Source data section start

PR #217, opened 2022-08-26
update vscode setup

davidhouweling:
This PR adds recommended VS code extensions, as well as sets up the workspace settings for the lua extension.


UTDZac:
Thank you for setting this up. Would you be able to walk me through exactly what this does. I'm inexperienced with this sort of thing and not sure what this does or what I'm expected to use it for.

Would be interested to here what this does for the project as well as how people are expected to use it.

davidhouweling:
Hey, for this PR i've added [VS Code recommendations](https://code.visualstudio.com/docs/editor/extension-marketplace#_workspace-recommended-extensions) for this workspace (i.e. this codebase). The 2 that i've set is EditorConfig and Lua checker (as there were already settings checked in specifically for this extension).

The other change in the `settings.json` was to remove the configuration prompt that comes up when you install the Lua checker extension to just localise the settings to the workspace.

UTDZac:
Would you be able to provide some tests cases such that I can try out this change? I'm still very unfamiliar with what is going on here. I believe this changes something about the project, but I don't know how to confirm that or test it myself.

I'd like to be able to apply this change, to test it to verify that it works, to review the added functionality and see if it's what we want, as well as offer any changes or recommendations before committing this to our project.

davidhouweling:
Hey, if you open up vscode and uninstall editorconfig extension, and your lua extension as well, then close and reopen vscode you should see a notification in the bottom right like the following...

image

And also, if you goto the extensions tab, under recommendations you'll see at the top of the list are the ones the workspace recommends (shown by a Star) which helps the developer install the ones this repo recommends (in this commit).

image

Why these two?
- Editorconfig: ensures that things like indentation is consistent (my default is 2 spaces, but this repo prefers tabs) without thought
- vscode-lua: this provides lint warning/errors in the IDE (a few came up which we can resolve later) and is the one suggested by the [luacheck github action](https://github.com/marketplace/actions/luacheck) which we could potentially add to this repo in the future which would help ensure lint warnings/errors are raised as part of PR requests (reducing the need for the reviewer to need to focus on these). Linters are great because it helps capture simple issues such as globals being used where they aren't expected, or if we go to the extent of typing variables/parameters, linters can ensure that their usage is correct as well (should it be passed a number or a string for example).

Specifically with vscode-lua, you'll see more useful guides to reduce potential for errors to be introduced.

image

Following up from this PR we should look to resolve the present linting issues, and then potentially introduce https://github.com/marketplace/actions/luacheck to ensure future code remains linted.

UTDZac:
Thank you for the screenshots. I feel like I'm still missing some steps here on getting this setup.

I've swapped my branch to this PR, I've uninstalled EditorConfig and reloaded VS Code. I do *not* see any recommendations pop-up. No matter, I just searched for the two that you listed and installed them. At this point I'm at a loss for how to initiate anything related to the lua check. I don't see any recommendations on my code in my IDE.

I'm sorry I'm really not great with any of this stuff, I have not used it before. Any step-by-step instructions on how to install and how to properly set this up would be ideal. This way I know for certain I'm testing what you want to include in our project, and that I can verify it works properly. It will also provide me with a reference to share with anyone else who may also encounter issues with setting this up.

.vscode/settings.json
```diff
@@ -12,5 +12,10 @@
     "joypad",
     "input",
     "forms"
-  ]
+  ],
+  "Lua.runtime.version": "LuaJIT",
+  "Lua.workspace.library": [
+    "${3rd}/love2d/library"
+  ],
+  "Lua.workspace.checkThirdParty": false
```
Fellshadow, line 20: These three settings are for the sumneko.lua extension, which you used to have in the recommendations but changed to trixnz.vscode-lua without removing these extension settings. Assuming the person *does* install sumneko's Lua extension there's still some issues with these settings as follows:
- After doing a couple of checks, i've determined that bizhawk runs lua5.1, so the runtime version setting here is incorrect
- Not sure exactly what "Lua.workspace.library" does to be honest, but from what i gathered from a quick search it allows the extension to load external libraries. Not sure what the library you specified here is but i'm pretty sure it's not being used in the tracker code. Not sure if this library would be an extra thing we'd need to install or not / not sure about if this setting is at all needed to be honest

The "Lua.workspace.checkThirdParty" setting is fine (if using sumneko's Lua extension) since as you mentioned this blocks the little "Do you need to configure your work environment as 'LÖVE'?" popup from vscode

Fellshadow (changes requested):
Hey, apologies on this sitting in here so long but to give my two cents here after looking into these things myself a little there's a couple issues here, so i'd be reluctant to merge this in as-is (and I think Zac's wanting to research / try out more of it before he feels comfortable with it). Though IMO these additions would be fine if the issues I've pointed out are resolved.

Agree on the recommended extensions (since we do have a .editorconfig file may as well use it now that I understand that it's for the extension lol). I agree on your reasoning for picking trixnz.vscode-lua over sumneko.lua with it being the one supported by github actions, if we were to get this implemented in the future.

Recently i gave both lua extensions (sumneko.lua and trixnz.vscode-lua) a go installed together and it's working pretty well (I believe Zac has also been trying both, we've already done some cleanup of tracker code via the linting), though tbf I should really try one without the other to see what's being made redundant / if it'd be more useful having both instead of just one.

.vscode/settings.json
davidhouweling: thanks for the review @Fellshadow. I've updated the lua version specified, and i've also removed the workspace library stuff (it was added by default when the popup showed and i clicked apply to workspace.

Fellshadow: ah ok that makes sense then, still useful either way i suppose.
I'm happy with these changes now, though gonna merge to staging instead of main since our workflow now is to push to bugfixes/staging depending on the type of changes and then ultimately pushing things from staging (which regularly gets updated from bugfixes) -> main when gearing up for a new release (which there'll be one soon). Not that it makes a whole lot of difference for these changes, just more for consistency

Source data section end
Source data section start

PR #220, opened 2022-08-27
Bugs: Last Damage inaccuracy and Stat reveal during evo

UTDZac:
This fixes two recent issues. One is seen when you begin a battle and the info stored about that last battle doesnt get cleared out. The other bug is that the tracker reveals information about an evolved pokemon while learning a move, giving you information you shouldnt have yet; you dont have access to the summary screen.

Source data section end
Source data section start

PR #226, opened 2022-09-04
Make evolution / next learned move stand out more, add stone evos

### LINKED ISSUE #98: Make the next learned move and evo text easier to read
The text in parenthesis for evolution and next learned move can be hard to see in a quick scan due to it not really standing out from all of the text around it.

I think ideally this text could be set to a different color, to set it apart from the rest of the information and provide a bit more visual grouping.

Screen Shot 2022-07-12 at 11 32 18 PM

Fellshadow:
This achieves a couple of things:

Source data section end

## Task requirements
Pull every line containing the word "runtime" out of the material and copy it.

## Solution below
+  "Lua.runtime.version": "LuaJIT",
- After doing a couple of checks, i've determined that bizhawk runs lua5.1, so the runtime version setting here is incorrect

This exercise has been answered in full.